DATASET RECORDS Block Start

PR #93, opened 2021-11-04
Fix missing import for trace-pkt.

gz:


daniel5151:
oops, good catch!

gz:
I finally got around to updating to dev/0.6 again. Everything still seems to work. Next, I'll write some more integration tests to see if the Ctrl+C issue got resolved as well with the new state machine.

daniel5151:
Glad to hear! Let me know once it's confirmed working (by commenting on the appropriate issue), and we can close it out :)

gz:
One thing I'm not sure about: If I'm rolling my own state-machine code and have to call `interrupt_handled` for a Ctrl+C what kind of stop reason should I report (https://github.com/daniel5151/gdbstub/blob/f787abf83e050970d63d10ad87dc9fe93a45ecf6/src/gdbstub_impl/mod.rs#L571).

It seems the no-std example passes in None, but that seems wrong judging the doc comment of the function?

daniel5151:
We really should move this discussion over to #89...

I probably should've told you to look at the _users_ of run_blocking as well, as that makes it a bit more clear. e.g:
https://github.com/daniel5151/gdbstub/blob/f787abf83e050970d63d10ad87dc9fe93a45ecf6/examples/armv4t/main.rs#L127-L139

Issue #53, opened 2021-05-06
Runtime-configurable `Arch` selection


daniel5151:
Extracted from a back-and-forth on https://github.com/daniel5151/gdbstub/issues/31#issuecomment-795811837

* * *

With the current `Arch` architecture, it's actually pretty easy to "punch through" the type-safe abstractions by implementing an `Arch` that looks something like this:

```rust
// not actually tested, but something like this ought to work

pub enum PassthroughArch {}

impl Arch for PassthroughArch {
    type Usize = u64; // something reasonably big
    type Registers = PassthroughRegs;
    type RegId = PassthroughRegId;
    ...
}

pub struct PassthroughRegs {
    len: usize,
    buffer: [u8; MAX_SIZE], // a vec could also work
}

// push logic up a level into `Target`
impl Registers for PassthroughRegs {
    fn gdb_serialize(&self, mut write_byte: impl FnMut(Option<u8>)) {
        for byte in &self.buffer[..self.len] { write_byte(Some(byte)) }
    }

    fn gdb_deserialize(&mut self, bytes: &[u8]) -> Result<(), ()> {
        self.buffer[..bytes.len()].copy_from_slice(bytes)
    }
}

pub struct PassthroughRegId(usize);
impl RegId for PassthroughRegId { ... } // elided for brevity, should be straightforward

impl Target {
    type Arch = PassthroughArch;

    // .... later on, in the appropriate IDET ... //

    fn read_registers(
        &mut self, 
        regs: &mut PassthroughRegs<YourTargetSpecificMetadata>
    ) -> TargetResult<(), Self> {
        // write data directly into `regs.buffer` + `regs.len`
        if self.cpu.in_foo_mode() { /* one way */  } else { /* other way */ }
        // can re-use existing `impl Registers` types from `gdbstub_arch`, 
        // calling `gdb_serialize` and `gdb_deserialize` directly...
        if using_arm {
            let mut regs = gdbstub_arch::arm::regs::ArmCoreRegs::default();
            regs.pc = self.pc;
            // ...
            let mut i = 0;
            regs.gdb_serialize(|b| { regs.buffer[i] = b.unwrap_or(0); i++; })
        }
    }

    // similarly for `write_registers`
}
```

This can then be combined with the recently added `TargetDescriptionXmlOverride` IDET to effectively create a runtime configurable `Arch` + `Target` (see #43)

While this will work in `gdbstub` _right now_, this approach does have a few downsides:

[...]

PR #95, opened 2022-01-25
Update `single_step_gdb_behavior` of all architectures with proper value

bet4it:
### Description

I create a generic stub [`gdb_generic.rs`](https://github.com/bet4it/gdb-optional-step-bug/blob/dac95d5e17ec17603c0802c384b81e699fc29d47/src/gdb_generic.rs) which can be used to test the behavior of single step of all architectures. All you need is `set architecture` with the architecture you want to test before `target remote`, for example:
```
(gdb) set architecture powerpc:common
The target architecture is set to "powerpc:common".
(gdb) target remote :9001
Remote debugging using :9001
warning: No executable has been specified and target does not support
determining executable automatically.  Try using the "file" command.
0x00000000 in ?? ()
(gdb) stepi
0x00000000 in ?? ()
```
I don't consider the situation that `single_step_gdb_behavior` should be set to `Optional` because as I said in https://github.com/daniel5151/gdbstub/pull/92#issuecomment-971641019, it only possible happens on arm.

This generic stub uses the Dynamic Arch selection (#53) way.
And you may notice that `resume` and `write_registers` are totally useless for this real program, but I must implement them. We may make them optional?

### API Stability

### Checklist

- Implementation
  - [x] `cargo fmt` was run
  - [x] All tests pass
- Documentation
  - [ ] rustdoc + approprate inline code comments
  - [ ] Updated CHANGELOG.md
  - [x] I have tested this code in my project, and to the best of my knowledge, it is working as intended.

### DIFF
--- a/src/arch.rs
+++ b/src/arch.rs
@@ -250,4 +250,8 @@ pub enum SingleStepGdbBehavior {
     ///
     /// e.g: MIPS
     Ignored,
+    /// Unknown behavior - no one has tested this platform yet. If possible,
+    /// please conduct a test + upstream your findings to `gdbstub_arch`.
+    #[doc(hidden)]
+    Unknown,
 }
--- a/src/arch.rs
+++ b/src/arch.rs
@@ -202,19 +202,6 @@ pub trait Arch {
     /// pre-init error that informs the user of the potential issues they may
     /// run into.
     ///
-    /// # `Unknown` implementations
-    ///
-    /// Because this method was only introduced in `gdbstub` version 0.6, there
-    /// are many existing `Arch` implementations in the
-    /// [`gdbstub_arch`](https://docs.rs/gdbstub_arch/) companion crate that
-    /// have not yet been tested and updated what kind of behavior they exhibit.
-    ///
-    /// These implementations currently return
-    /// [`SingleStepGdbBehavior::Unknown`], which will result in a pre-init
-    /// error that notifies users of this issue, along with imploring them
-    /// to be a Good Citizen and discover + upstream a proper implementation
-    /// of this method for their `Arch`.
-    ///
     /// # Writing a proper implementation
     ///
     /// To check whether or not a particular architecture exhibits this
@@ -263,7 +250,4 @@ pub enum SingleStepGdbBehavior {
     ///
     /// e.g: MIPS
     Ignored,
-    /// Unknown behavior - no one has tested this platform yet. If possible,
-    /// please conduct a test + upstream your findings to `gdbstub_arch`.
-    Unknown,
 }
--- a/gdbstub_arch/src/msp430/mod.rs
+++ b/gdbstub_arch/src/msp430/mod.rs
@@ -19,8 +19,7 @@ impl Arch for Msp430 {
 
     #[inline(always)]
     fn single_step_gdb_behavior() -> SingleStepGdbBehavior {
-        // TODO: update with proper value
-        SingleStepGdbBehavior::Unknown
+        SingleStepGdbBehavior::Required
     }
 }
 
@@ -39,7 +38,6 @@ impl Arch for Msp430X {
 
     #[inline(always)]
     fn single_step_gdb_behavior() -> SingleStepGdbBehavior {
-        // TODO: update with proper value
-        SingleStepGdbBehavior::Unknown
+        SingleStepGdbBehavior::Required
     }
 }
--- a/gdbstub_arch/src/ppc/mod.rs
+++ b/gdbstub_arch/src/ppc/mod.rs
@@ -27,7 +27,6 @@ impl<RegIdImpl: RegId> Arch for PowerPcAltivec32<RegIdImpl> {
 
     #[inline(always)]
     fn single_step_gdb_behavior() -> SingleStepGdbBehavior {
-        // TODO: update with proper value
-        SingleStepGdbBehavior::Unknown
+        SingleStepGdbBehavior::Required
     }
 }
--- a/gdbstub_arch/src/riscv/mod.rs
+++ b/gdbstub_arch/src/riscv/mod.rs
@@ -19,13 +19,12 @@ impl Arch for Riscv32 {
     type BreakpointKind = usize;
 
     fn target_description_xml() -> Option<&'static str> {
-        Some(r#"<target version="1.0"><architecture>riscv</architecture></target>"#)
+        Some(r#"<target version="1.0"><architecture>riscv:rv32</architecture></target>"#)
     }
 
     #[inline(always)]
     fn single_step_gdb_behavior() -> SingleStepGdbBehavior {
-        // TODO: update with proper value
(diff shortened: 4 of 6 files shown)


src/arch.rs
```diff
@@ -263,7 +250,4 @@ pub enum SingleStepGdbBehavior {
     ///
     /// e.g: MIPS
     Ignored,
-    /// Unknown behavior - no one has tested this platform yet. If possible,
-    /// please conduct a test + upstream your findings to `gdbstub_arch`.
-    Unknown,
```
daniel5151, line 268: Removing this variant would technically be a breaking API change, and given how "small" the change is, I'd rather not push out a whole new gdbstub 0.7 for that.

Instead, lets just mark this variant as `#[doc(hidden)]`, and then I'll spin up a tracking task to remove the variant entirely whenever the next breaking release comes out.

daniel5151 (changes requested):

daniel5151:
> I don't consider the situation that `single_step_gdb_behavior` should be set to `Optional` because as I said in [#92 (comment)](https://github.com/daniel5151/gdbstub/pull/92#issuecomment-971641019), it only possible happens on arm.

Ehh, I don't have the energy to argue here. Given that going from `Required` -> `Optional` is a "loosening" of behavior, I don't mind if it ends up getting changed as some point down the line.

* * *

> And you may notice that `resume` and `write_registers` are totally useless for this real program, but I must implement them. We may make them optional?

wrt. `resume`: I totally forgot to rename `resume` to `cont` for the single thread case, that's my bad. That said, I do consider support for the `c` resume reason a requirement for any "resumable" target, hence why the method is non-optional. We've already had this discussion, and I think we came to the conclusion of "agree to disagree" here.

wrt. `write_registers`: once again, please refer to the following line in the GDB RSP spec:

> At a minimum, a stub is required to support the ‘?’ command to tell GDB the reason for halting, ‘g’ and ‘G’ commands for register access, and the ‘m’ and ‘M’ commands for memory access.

DATASET RECORDS Block End
DATASET RECORDS Block Start

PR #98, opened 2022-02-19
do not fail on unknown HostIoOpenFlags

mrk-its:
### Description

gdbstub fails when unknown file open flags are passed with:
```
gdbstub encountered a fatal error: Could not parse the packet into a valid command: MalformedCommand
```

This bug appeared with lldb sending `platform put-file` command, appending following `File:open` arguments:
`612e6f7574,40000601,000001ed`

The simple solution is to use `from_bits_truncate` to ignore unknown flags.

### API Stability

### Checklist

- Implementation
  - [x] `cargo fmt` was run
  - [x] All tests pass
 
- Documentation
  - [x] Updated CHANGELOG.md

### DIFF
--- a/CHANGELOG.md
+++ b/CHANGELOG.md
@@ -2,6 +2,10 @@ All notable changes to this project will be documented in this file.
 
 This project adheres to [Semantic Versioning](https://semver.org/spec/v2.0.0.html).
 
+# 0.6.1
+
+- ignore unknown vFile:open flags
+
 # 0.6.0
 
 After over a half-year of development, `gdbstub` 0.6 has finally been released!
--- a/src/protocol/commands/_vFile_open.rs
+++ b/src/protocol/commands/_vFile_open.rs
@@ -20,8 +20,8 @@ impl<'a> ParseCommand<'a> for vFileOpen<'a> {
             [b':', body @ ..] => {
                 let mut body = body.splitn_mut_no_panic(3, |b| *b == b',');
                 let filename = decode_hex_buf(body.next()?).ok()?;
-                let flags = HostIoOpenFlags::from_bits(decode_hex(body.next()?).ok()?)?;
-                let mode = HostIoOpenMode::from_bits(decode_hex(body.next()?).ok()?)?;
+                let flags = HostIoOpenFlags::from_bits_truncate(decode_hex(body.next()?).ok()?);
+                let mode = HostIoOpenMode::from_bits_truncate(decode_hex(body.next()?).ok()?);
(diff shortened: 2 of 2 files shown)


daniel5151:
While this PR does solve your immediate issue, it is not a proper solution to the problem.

DATASET RECORDS Block End
DATASET RECORDS Block Start

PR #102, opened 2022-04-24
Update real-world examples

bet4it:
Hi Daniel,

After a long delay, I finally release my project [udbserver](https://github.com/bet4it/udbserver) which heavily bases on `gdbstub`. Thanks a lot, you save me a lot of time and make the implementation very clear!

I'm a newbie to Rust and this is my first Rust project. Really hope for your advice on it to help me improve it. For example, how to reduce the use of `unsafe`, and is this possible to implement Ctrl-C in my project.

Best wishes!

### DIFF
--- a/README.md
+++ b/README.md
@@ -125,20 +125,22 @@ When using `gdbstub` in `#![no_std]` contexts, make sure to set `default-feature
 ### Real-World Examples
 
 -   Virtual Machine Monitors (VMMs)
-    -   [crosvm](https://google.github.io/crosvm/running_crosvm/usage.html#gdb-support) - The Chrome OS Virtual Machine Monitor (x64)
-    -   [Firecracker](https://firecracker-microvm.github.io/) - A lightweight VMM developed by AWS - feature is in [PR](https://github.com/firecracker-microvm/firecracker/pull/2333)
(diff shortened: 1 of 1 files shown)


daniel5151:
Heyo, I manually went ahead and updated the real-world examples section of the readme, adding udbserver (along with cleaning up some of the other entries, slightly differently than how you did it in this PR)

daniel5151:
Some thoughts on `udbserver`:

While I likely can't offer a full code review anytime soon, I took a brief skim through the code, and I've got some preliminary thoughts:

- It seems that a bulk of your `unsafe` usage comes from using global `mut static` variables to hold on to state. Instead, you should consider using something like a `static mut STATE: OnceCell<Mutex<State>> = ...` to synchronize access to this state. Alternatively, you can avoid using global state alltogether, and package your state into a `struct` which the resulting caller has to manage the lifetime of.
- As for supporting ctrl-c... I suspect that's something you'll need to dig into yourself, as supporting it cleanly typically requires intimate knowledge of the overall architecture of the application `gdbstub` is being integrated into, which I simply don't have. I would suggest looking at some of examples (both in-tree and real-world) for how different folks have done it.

DATASET RECORDS Block End

Working down the entries above, count each line in which "protocol" occurs, and state only the resulting number.

2